The more than 100 African children, teenagers and young adults on the Clotilda arrived in Alabama just one year before the Civil War.

When the U.S. officially abolished slavery in 1865, these young people had no means to travel back home, so some created a community called “African Town” in Alabama. The town helped preserve the stories of these people, some of whom carried their memories of capture and enslavement into the 20th century.

Unlike most slave ship survivors in history who remained largely undocumented, we have pictures and interviews of people who came over on the Clotilda. We even have film footage of the last known survivor, a woman born with the name “Redoshi” who went by “Sally Smith.”

When Zora Neale Hurston interviewed Cudjo Lewis, a founding member of African Town in the 1920s and ‘30s, he could still remember the disorienting trauma of being captured and enslaved at age 19.

“We doan know why we be bring ’way from our country to work lak dis,” said Lewis, originally named “Kossula.” “Everybody lookee at us strange. We want to talk wid de udder colored folkses but dey doan know whut we say.”

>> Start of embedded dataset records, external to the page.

PR #988, opened 2022-01-24
Add Django version to report header

### LINKED ISSUE #987: Add Django version to report header
When pytest is run, it displays all the versions of the platform and plugins in the report header. Currently the `pytest-django` report header only adds the Django settings and (if found) configuration from `django-configuration`. It would be very useful if `pytest-django` also included the version of Django.

I recently had to debug an issue where I was swapping between two versions of Django and, while it is a small thing, having this info when running the tests would have been a nice DX improvement.

This should be an easy patch to write. Opening this issue to gauge interest.

(I searched the issues for a similar request, but did not find any. Apologies if this has been brought up before.)

joshuadavidthomas:
closes #987

Gets the current Django version installed and adds it to the report header.

Since it just uses functions already available in `pytest-django` and `django`, I didn't add any additional tests, but I can if needed.

### DIFF
--- a/pytest_django/plugin.py
+++ b/pytest_django/plugin.py
@@ -43,7 +43,7 @@ from .fixtures import rf  # noqa
 from .fixtures import settings  # noqa
 from .fixtures import transactional_db  # noqa
 from .fixtures import validate_django_db
-from .lazy_django import django_settings_is_configured, skip_if_no_django
+from .lazy_django import django_settings_is_configured, get_django_version, skip_if_no_django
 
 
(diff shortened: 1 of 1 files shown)


joshuadavidthomas:
Oh yikes, I guess I should have ran the tests locally before opening the pull request. 🤦‍♂️ Need to clean up the failures before it can get merged.

joshuadavidthomas:
I've been swamped at work, so I have been unable to work any on fixing the failing tests. I'm going to close this PR for now until I can dedicate some time to it.

PR #705, opened 2025-04-29
Add open api REST spec for XTable Service

rahil-c:

* This pr add a new  open api `spec` module for the XTable REST Service(for handling metadata conversions remotely), see RFC for more details https://github.com/apache/incubator-xtable/pull/702

## Brief change log
* added spec yaml file
* added open api spec linter
* Added MakeFile for running `make lint` to validate the spec is not invalid.
* added README

## Verify this pull request

Ran the Makefile

```
make install
make lint
make clean
```

### DIFF
--- a/spec/Makefile
+++ b/spec/Makefile
@@ -1,0 +1,72 @@
+# Licensed to the Apache Software Foundation (ASF) under one
+# or more contributor license agreements.  See the NOTICE file
+# distributed with this work for additional information
+# regarding copyright ownership.  The ASF licenses this file
+# to you under the Apache License, Version 2.0 (the
+# "License"); you may not use this file except in compliance
+# with the License.  You may obtain a copy of the License at
+#
+#   http://www.apache.org/licenses/LICENSE-2.0
+#
+# Unless required by applicable law or agreed to in writing,
+# software distributed under the License is distributed on an
+# "AS IS" BASIS, WITHOUT WARRANTIES OR CONDITIONS OF ANY
+# KIND, either express or implied.  See the License for the
+# specific language governing permissions and limitations
+# under the License.
+
+# Licensed to the Apache Software Foundation (ASF) under one
+# or more contributor license agreements…
+# (your license header…)
+
+PYTHON  := python3
+VENV_DIR := .venv
+PIP     := $(VENV_DIR)/bin/pip
+VALIDATOR := $(VENV_DIR)/bin/openapi-spec-validator
+SPEC    := rest-service-open-api.yaml
+
+# Configuration for model generation
+GEN_DIR     := generated
+MODEL_PKG   := org.apache.xtable.service.models
+
+.PHONY: all venv install lint clean clean-models
+
+all: lint
+
+# Create venv if it doesn't exist
+venv:
+	@echo "→ creating virtualenv in $(VENV_DIR)…"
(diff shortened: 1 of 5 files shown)


rahil-c:
@vinishjail97

spec/Makefile
```diff
@@ -0,0 +1,52 @@
...
+# "AS IS" BASIS, WITHOUT WARRANTIES OR CONDITIONS OF ANY
+# KIND, either express or implied.  See the License for the
+# specific language governing permissions and limitations
+# under the License.
+
+# Licensed to the Apache Software Foundation (ASF) under one
+# or more contributor license agreements…
+# (your license header…)
+
+PYTHON  := python3
```
vinishjail97, line 22: Which files does this generate for the spec? Will the server implementation can use the generated spec file? 
https://github.com/apache/polaris/tree/main/spec#generated-specification-files

spec/rest-service-open-api.yaml
```diff
@@ -0,0 +1,241 @@
...
+paths:
+  /v1/conversion/table:
+    post:
+      tags:
+        - XTable Service API
+      summary: Initiate XTable's runSync process to convert a source table format to the requested target table formats.
+      description: |
+        Reads the source table metadata from storage, converts it to the requested
+        target formats.
+      operationId: convertTable
```
vinishjail97, line 66: `operationId: convertTable`
What does this mean in the spec? A comment would be helpful.

spec/Makefile
rahil-c: The current functionality is only for linting the spec yaml, and not for generating any models.

spec/rest-service-open-api.yaml
rahil-c: I am not sure I understand the ask, in general these `operationId` are just tags for the api, are useful when referring to other apis in the summary or description. 

See this example here. https://github.com/apache/iceberg/blob/main/open-api/rest-catalog-open-api.yaml#L653

vinishjail97: Can you include operationId/summary together in the spec like you have shared ? There's conversionId in the same spec and it was causing some confusion.

spec/Makefile
vinishjail97: okay, generating the spec would be better IMO it's easier to parse those requests like proto instead of breaking changes?

spec/rest-service-open-api.yaml
rahil-c: I think the spec already has this right?
 ```
 /v1/conversion/table:
    post:
      tags:
        - XTable Service API
      summary: Initiate XTable's runSync process to convert a source table format to the requested target table formats.
      description: |
        Reads the source table metadata from storage, converts it to the requested
        target formats.
      operationId: convertTable
```

spec/Makefile
rahil-c: I have added some functionality to generate java models from the spec.

vinishjail97:
@rahil-c Can you call out the spec is evolving and resolve conflicts? Apart from that, we are good to land this change.

vinishjail97:
@rahil-c Can you resolve conflicts in .gitignore?

vinishjail97 (approved):

PR #712, opened 2025-05-09
Added a fix for column rename in IcebergSchemaSync

### LINKED ISSUE #711: XTable performs incorrect schema sync during Delta to Iceberg conversion when a column is renamed in the Delta table.
### Search before asking

### Please describe the bug 🐞

I'm performing a Delta to Iceberg conversion using XTable. I renamed a column in the Delta table from "name" to "FullName". In the generated Iceberg schema, XTable removed the original "name" field (field ID: 2) and added a new field "FullName" with a new field ID: 5. Below is the Iceberg schema XTable generated:
 "schemas" : [ {
    "type" : "struct",
    "schema-id" : 0,
    "fields" : [ {
      "id" : 1,
      "name" : "id",
      "required" : false,
      "type" : "int"
    }, {
      "id" : 2,
      "name" : "name",
      "required" : false,
      "type" : "string"
    }, {
      "id" : 3,
      "name" : "role",
      "required" : false,
      "type" : "string"
    }, {
      "id" : 4,
      "name" : "address",
      "required" : false,
      "type" : "string"
    } ]
  }, {
    "type" : "struct",
    "schema-id" : 1,
    "fields" : [ {
      "id" : 1,
      "name" : "id",
      "required" : false,
      "type" : "int"
    }, {
      "id" : 3,
      "name" : "role",
      "required" : false,
      "type" : "string"
    }, {
      "id" : 4,
      "name" : "address",
      "required" : false,
      "type" : "string"
    }, {
      "id" : 5,
      "name" : "**FullName**",
      "required" : false,
      "type" : "string"
    } ]
  } ]

XTable should have retained the original field ID (2) and simply updated the column name to "FullName" to reflect a rename, not a new field addition.

### Code of Conduct

brishi19791:
FIxes #711

### DIFF
--- a/xtable-core/src/main/java/org/apache/xtable/iceberg/IcebergSchemaSync.java
+++ b/xtable-core/src/main/java/org/apache/xtable/iceberg/IcebergSchemaSync.java
@@ -74,12 +74,12 @@ public class IcebergSchemaSync {
       UpdateSchema updateSchema,
       String parentPath) {
     Map<Integer, Supplier<UpdateSchema>> updates = new HashMap<>();
-    Set<String> allColumnNames = new HashSet<>();
-    current.fields().stream().map(Types.NestedField::name).forEach(allColumnNames::add);
-    latest.fields().stream().map(Types.NestedField::name).forEach(allColumnNames::add);
-    for (String columnName : allColumnNames) {
-      Types.NestedField latestColumn = latest.field(columnName);
-      Types.NestedField currentColumn = current.field(columnName);
+    Set<Integer> allColumnFieldIds = new HashSet<>();
+    current.fields().stream().map(Types.NestedField::fieldId).forEach(allColumnFieldIds::add);
+    latest.fields().stream().map(Types.NestedField::fieldId).forEach(allColumnFieldIds::add);
+    for (int columnFieldId : allColumnFieldIds) {
+      Types.NestedField latestColumn = latest.field(columnFieldId);
+      Types.NestedField currentColumn = current.field(columnFieldId);
       if (currentColumn == null) {
         // add a new column
         if (latestColumn.isOptional()) {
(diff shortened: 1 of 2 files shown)


xtable-core/src/test/java/org/apache/xtable/iceberg/TestIcebergSchemaSync.java
```diff
@@ -335,6 +335,33 @@ void testAddMapFieldComment() {
     verify(mockUpdateSchema).commit();
   }
 
+  @Test
```
vinishjail97, line 338: Can we add a unit test which writes an actual iceberg table to a tempDir path? There are many examples in `ITConversionController` to follow from.

xtable-core/src/main/java/org/apache/xtable/iceberg/IcebergSchemaSync.java
```diff
@@ -114,6 +116,12 @@ private static Map<Integer, Supplier<UpdateSchema>> updateColumn(
       String parentPath) {
     Map<Integer, Supplier<UpdateSchema>> updates = new HashMap<>();
     if (!latestColumn.equals(currentColumn)) {
+      // update the name of the column
+      if (!latestColumn.name().equals(currentColumn.name())) {
+        updates.put(
+            latestColumn.fieldId(),
+            () -> updateSchema.renameColumn(currentColumn.name(), latestColumn.name()));
+      }
```
vinishjail97, line 124: I think column name should be done after updating the type? 
The UT's are failing are probably because of this.

xtable-core/src/test/java/org/apache/xtable/iceberg/TestIcebergSchemaSync.java
brishi19791: I will take a look and will add it @vinishjail97

xtable-core/src/main/java/org/apache/xtable/iceberg/IcebergSchemaSync.java
brishi19791: I moved after updating the type and still it is failing. I will take a look

PR #731, opened 2025-07-13
ORC format Schema Converter

sapienza88:
ORC file format

 Added features: 

1. Reading of schema from file path
2. Schema Converter type conversions.


sapienza88:
@vinishjail97 @the-other-tim-brown I resumed here

Issue #275, opened 2023-12-07
Support integration with Apache Paimon


SteNicholas:
Apache Paimon is a streaming data lake platform that supports high-speed data ingestion, change data tracking and efficient real-time analytics. OneTable could adopt Paimon table format for streaming lakehouse.

the-other-tim-brown:
@SteNicholas we're very excited to do this! Let me know how we can work together to make this happen.

SteNicholas:
@the-other-tim-brown, does the community have the slack channel? IMO, we could work together in slack channel to discuss the integration with Paimon.

coolderli:
@the-other-tim-brown @SteNicholas any update? I am looking forward to it.

the-other-tim-brown:
@coolderli there are no updates as of now. If you are familiar with Paimon, we can work together to add support to the project.

nickdelnano:
This still does not exist but would allow folks to leverage Paimon for its innovative write ingestion properties with LSM structure and then expose to other formats for reads.

Paimon can create [Iceberg metadata](https://paimon.apache.org/docs/master/iceberg/overview/) and the Iceberg support is very good. So today it is possible to convert Paimon to Iceberg and expose tables to Iceberg compatible engines. I am using it in production successfully.

XTable support for Paimon would enable other conversions like Paimon to Hudi and Delta which could help Paimon adoption, especially for anyone using the Delta/Databricks ecosystem.

PR #742, opened 2025-09-08
[Draft] Paimon Source Support

mikedias:
Issue: https://github.com/apache/incubator-xtable/issues/275 

Draft PR to add support for [Apache Paimon](https://paimon.apache.org/) as the source table. This is an early sharing to collect feedback on whether the approach is right and on a few issues I've encountered. 🙂 

Things that are missing yet:
- **Comprehensive unit test:** I've relied on `ITConversionController` to validate the code so far. Once we are good with the approach, I'll cover the implementation with more tests.
- **Incremental Sync:** I've only implemented the `ConversionSource` methods for the snapshot sync. Once we are good with the approach, I'll implement the incremental sync methods.
- **Target to Paimon:** I've only focused on implementing Paimon as a source. The target implementation will be out of scope for this contribution, if that's okay.

Things where I need help:
### **Hudi partitions and Paimon buckets** 

Paimon has buckets as another folder division within partitions (e.g. `partition=2025-09-01/bucket-0/data-file.parquet`), however, Hudi considers the bucket value as part of the partition value (e.g. `2025-09-01/bucket-0`). Looking at the code, it seems that directory structure == partition values assumption is pretty deep, so I wonder if there is a way to work around that, or we should call out as a limitation between both formats.

### **Iceberg Parquet conversion errors** 

When executing the `ITConversionController#testVariousOperations` with source=paimon and target=iceberg, I'm facing the follow error:
```
class org.apache.iceberg.shaded.org.apache.arrow.vector.IntVector cannot be cast to class org.apache.iceberg.shaded.org.apache.arrow.vector.BaseVariableWidthVector 
```
From debugging, it seems the Parquet reader is trying to read the `id int` field value with the `VarWidthReader` class instead of the `IntegerReader`, causing the conversion issue:
image

Disabling vectorization doesn't help; doing so makes the error appear on the Spark level, indicating that there is something wrong with the schema conversion for Iceberg that I quite don't understand... 🤔 

Thank you so much in advance for your help!

### DIFF
--- a/xtable-core/pom.xml
+++ b/xtable-core/pom.xml
@@ -110,6 +110,18 @@
             <scope>test</scope>
         </dependency>
 
+        <!-- Paimon dependencies -->
+        <dependency>
+            <groupId>org.apache.paimon</groupId>
+            <artifactId>paimon-bundle</artifactId>
+        </dependency>
+        <dependency>
+            <groupId>org.apache.paimon</groupId>
+            <artifactId>paimon-spark-${spark.version.prefix}</artifactId>
+            <version>${paimon.version}</version>
+            <scope>test</scope>
+        </dependency>
+
         <!-- Hadoop dependencies -->
         <dependency>
             <groupId>org.apache.hadoop</groupId>
@@ -204,6 +216,14 @@
                 </executions>
                 <configuration>
                     <skip>false</skip>
+                </configuration>
+            </plugin>
+            <plugin>
+                <groupId>org.apache.maven.plugins</groupId>
+                <artifactId>maven-compiler-plugin</artifactId>
+                <configuration>
+                    <source>11</source>
+                    <target>11</target>
                 </configuration>
             </plugin>
         </plugins>
--- a/xtable-core/src/main/java/org/apache/xtable/paimon/PaimonConversionSource.java
+++ b/xtable-core/src/main/java/org/apache/xtable/paimon/PaimonConversionSource.java
@@ -1,0 +1,141 @@
+/*
+ * Licensed to the Apache Software Foundation (ASF) under one
+ * or more contributor license agreements.  See the NOTICE file
+ * distributed with this work for additional information
+ * regarding copyright ownership.  The ASF licenses this file
+ * to you under the Apache License, Version 2.0 (the
+ * "License"); you may not use this file except in compliance
+ * with the License.  You may obtain a copy of the License at
+ *
+ *      http://www.apache.org/licenses/LICENSE-2.0
+ *
+ * Unless required by applicable law or agreed to in writing, software
+ * distributed under the License is distributed on an "AS IS" BASIS,
+ * WITHOUT WARRANTIES OR CONDITIONS OF ANY KIND, either express or implied.
+ * See the License for the specific language governing permissions and
+ * limitations under the License.
+ */
+ 
+package org.apache.xtable.paimon;
+
+import static org.apache.xtable.model.storage.DataLayoutStrategy.HIVE_STYLE_PARTITION;
+
+import java.io.IOException;
+import java.time.Instant;
+import java.util.List;
+
+import lombok.extern.log4j.Log4j2;
+
+import org.apache.paimon.Snapshot;
+import org.apache.paimon.schema.SchemaManager;
+import org.apache.paimon.schema.TableSchema;
+import org.apache.paimon.table.FileStoreTable;
+import org.apache.paimon.utils.SnapshotManager;
+
+import org.apache.xtable.exception.ReadException;
+import org.apache.xtable.model.*;
+import org.apache.xtable.model.schema.InternalPartitionField;
+import org.apache.xtable.model.schema.InternalSchema;
+import org.apache.xtable.model.storage.DataLayoutStrategy;
+import org.apache.xtable.model.storage.InternalDataFile;
+import org.apache.xtable.model.storage.PartitionFileGroup;
+import org.apache.xtable.model.storage.TableFormat;
+import org.apache.xtable.spi.extractor.ConversionSource;
+
+@Log4j2
+public class PaimonConversionSource implements ConversionSource<Snapshot> {
+
+  private final FileStoreTable paimonTable;
+  private final SchemaManager schemaManager;
+  private final SnapshotManager snapshotManager;
+
+  private final PaimonDataFileExtractor dataFileExtractor = PaimonDataFileExtractor.getInstance();
+  private final PaimonSchemaExtractor schemaExtractor = PaimonSchemaExtractor.getInstance();
+  private final PaimonPartitionExtractor partitionSpecExtractor =
+      PaimonPartitionExtractor.getInstance();
+
+  public PaimonConversionSource(FileStoreTable paimonTable) {
+    this.paimonTable = paimonTable;
+    this.schemaManager = paimonTable.schemaManager();
+    this.snapshotManager = paimonTable.snapshotManager();
+  }
+
+  @Override
+  public InternalTable getTable(Snapshot snapshot) {
+    TableSchema paimonSchema = schemaManager.schema(snapshot.schemaId());
+    InternalSchema internalSchema = schemaExtractor.toInternalSchema(paimonSchema);
+
+    List<String> partitionKeys = paimonTable.partitionKeys();
+    List<InternalPartitionField> partitioningFields =
+        partitionSpecExtractor.toInternalPartitionFields(partitionKeys, internalSchema);
+
+    DataLayoutStrategy dataLayoutStrategy =
+        partitioningFields.isEmpty() ? DataLayoutStrategy.FLAT : HIVE_STYLE_PARTITION;
+
+    return InternalTable.builder()
+        .name(paimonTable.name())
+        .tableFormat(TableFormat.PAIMON)
+        .readSchema(internalSchema)
+        .layoutStrategy(dataLayoutStrategy)
+        .basePath(paimonTable.location().toString())
+        .partitioningFields(partitioningFields)
+        .latestCommitTime(Instant.ofEpochMilli(snapshot.timeMillis()))
+        .latestMetadataPath(snapshotManager.snapshotPath(snapshot.id()).toString())
+        .build();
+  }
+
+  @Override
+  public InternalTable getCurrentTable() {
+    SnapshotManager snapshotManager = paimonTable.snapshotManager();
+    Snapshot snapshot = snapshotManager.latestSnapshot();
+    if (snapshot == null) {
+      throw new ReadException("No snapshots found for table " + paimonTable.name());
+    }
+    return getTable(snapshot);
+  }
+
+  @Override
+  public InternalSnapshot getCurrentSnapshot() {
+    SnapshotManager snapshotManager = paimonTable.snapshotManager();
+    Snapshot snapshot = snapshotManager.latestSnapshot();
+    if (snapshot == null) {
+      throw new ReadException("No snapshots found for table " + paimonTable.name());
+    }
+
+    InternalTable internalTable = getTable(snapshot);
+    List<InternalDataFile> internalDataFiles =
+        dataFileExtractor.toInternalDataFiles(paimonTable, snapshot);
+
+    return InternalSnapshot.builder()
+        .table(internalTable)
+        .version(Long.toString(snapshot.timeMillis()))
+        .partitionedDataFiles(PartitionFileGroup.fromFiles(internalDataFiles))
+        // TODO : Implement pending commits extraction, required for incremental sync
+        .sourceIdentifier(getCommitIdentifier(snapshot))
+        .build();
+  }
+
+  @Override
+  public TableChange getTableChangeForCommit(Snapshot snapshot) {
+    throw new UnsupportedOperationException("Incremental Sync is not supported yet.");
+  }
+
+  @Override
+  public CommitsBacklog<Snapshot> getCommitsBacklog(
+      InstantsForIncrementalSync instantsForIncrementalSync) {
+    throw new UnsupportedOperationException("Incremental Sync is not supported yet.");
+  }
+
+  @Override
+  public boolean isIncrementalSyncSafeFrom(Instant instant) {
+    return false; // Incremental sync is not supported yet
+  }
+
+  @Override
+  public String getCommitIdentifier(Snapshot snapshot) {
+    return Long.toString(snapshot.commitIdentifier());
+  }
+
+  @Override
+  public void close() throws IOException {}
+}
--- a/xtable-core/src/main/java/org/apache/xtable/paimon/PaimonConversionSourceProvider.java
+++ b/xtable-core/src/main/java/org/apache/xtable/paimon/PaimonConversionSourceProvider.java
@@ -1,0 +1,51 @@
+/*
+ * Licensed to the Apache Software Foundation (ASF) under one
+ * or more contributor license agreements.  See the NOTICE file
+ * distributed with this work for additional information
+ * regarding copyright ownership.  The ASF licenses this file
PR #749, opened 2025-10-07
[750] Fix schema sync for Iceberg tables

the-other-tim-brown:

If the existing data files have field IDs set that do not align with the convention that Iceberg uses, then the schema will not line up properly. This is very limiting for users.

Addresses #750 

## Brief change log

- Initializes the table with an empty schema to avoid auto-assigning the field IDs. After that, the schema is manually updated along with the partition spec
- Updates the schema sync to use a manual update instead of the provided update APIs when the source schema has its own field IDs provided.

## Verify this pull request

- Updated the RunSync testing to create tables with IDs set in the parquet files to ensure that the new code path is exercised in an end to end test
- Added unit tests

### DIFF
--- a/xtable-core/src/test/java/org/apache/xtable/iceberg/TestIcebergSchemaSync.java
+++ b/xtable-core/src/test/java/org/apache/xtable/iceberg/TestIcebergSchemaSync.java
@@ -27,16 +27,15 @@ import java.util.ArrayList;
 import java.util.List;
 import java.util.stream.Collectors;
 
-import org.apache.iceberg.BaseTable;
-import org.apache.iceberg.Table;
-import org.apache.iceberg.TableMetadata;
 import org.junit.jupiter.api.Assertions;
 import org.junit.jupiter.api.Test;
 import org.mockito.InOrder;
 import org.mockito.MockedStatic;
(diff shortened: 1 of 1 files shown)


xtable-core/src/test/java/org/apache/xtable/iceberg/TestIcebergSync.java
```diff
@@ -170,9 +170,9 @@ public class TestIcebergSync {
           .build();
   private final Schema icebergSchema =
       new Schema(
-          Types.NestedField.required(1, "timestamp_field", Types.TimestampType.withoutZone()),
```
vinishjail97, line 173: Why does this numbering change? Would it break when this version gets rolled out to existing iceberg targets?

the-other-tim-brown: This is just to prove out that the field numbering matches what is provided. Currently the numbers are reassigned when the table is first created.

This can impact existing tables if the schema field IDs are currently wrong but I think that would also imply that existing table is in a broken state.

vinishjail97 (approved):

It’s not clear what will happen to the Clotilda’s remains, but residents of Africatown hope to highlight it in a way that draws tourism and business.

Africatown is home to a low-income community that has survived Hurricane Katrina and dangerous levels of industrial pollution, including from the BP Deepwater Horizon oil spill.

One option is to create a water memorial that people can visit, like the one commemorating the U.S.S. Arizona in Pearl Harbor.“As a symbol, I think it’s crucial,” Diouf says of the discovery. “And I think for Africatown today, which is really a community that is struggling very much, it really puts Africatown on the map. And hopefully some good will come out of it.”